At a recent event at Totem Yoga, 3201 North 16th Street in Phoenix, one of the places where the club meets, Armenta expressed gratitude to some of the members.

"A year ago, when I started my platform, it was through loneliness and fear,” she told the group. “I decided I had to make myself vulnerable if I wanted to share what I learned with everyone."

It was her late grandmother, Nana Amalia, who both figuratively and literally planted the seed Armenta is now harvesting. In a small town in Sonora, Mexico, her abuela used the cannabis plants she grew to make tinctures and oils. Armenta lived there with her family until she was 5, when they immigrated to the United States, leaving her beloved nana behind.

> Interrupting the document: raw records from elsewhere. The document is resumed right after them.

PR #1427, opened 2023-11-03
Fixing percyScreenshotEnd response

rishigupta1599:
In percyScreenshotEnd we currently check for `response?.body?.link` which is returned as response of postComparisons. In App Percy it works because they create comparisons before and send it's response back whereas in POA the case is not same and we create comparison later hence we send different response which does not have link causing status to be marked as failure everytime.
Now made check based on error object that if errorObj is present then only mark as failure else success. As we don't have percyScreenshotUrl in POA when this is called we are passing build url as alternative.

### DIFF
--- a/packages/webdriver-utils/src/providers/automateProvider.js
+++ b/packages/webdriver-utils/src/providers/automateProvider.js
@@ -69,7 +69,7 @@ export default class AutomateProvider extends GenericProvider {
       error = e;
       throw e;
     } finally {
-      await this.percyScreenshotEnd(name, response?.body?.link, `${error}`);
+      await this.percyScreenshotEnd(name, error);
     }
     return response;
   }
@@ -93,14 +93,14 @@ export default class AutomateProvider extends GenericProvider {
     });
   }
 
-  async percyScreenshotEnd(name, percyScreenshotUrl, statusMessage = null) {
+  async percyScreenshotEnd(name, error) {
     return await TimeIt.run('percyScreenshotEnd', async () => {
       try {
         await this.browserstackExecutor('percyScreenshot', {
           name,
-          percyScreenshotUrl,
-          status: percyScreenshotUrl ? 'success' : 'failure',
-          statusMessage,
+          percyScreenshotUrl: this.buildInfo.url,
+          status: error ? 'failure' : 'success',
+          statusMessage: error ? `${error}` : '',
           state: 'end'
         });
       } catch (e) {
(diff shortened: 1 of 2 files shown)


Amit3200 (approved):

packages/webdriver-utils/src/providers/automateProvider.js
```diff
@@ -93,14 +93,14 @@ export default class AutomateProvider extends GenericProvider {
...
-  async percyScreenshotEnd(name, percyScreenshotUrl, statusMessage = null) {
+  async percyScreenshotEnd(name, error) {
     return await TimeIt.run('percyScreenshotEnd', async () => {
       try {
         await this.browserstackExecutor('percyScreenshot', {
           name,
-          percyScreenshotUrl,
-          status: percyScreenshotUrl ? 'success' : 'failure',
-          statusMessage,
+          percyScreenshotUrl: this.buildInfo.url,
```
Amit3200, line 101: Just thinking if this should be `null` safe.

packages/webdriver-utils/test/providers/automateProvider.test.js
```diff
@@ -29,21 +29,21 @@ describe('AutomateProvider', () => {
     });
 
     it('throws Error when called without initializing driver', async () => {
-      let automateProvider = new AutomateProvider('1234', 'https://localhost/command-executor', { platform: 'win' }, {}, {}, 'client', 'environment', {}, percyBuildInfo);
+      let automateProvider = new AutomateProvider('1234', 'https://localhost/command-executor', { platform: 'win' }, {}, {}, 'client', 'environment', percyBuildInfo);
```
Amit3200, line 32: Do we want to change this?, the options ideally are the screenshot options, we should not remove it because
this will make `options` = `percyBuildInfo` where as `percyBuildInfo` = `undefined` unless we name make it named parameter. This gives an unclear code flow view.

rishigupta1599: AutomateProvider constructor expects 8 parameters whereas we were sending 9, now percyBuildInfo is passed correctly at 8th position.
I checked locally using logging the value for percyBuildInfo was coming as `{}` whereas we were passing it but at wrong position.

packages/webdriver-utils/src/providers/automateProvider.js
rishigupta1599: Done

Amit3200 (approved):

shantanuk-browserstack (approved):

itsjwala (approved):

PR #1440, opened 2023-11-22
Resolving race condition in snapshots flush

rishigupta1599:
Current flushing logic wait till only the last dequeued element to be resolve the promise and as soon as that happens we take early exit. Now it can be the case that there are still the snapshots in the queue which did not got flushed. Now if queue is marked as end, we will finalize the build, but as snpashots queue still has some elements it will try to finalize those after build is finalized till the time queue is cleared.

### DIFF
--- a/packages/core/test/unit/queue.test.js
+++ b/packages/core/test/unit/queue.test.js
@@ -1,11 +1,13 @@
 import { AbortController, generatePromise, waitForTimeout } from '../../src/utils.js';
 import Queue from '../../src/queue.js';
+import { logger, setupTest } from '../helpers/index.js';
 
 describe('Unit / Tasks Queue', () => {
   let q;
 
-  beforeEach(() => {
+  beforeEach(async () => {
     q = new Queue('test');
+    await setupTest();
   });
 
   it('has a customizable concurrency', () => {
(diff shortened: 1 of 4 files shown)


ninadbstack (approved):
LGTM

packages/core/test/unit/queue.test.js
```diff
@@ -401,24 +401,32 @@ describe('Unit / Tasks Queue', () => {
...
 
-    resolve2();
-    await expectAsync(p2).toBeResolved();
+  it('empty flush', async () => {
+    q.set({ concurrency: 1 });
+    await q.start();
+    q.readyState = 2;
+    expect(q.size).toBe(0);
+    let promise = generatePromise(q.flush());
+    await expectAsync(promise).toBePending();
```
itsjwala, line 428: Update expectation with debug logs added

itsjwala (approved):

packages/core/test/unit/queue.test.js
rishigupta1599: Done

packages/cli-app/package.json
```diff
@@ -9,7 +9,7 @@
   },
   "publishConfig": {
     "access": "public",
-    "tag": "beta"
+    "tag": "alpha"
```
itsjwala, line 12: revert package.json changes before merging

itsjwala (approved):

Following her diagnoses, one of her doctors told Armenta that she was a great candidate for medical marijuana. She became a patient and began self-medicating with cannabis while learning everything she could about its healing qualities. In a year's time, she was down to just three prescriptions.

Armenta remembers her grandmother's wisdom and hopes to pass on what she has learned without the associated stigma that envelops cannabis use in communities of color. CSGC’s blog covers topics ranging from the best-sedating strains before medical procedures to how to speak with a partner about an illness.

“People often ask me how I deal with unsupportive family members, and the truth is, it’s not easy,” she wrote on the blog earlier this year. “When we get negative responses from unsupportive loved ones, we often try to educate them on the spot, time and time again. We try our hardest to help them understand our choice to medicate naturally.”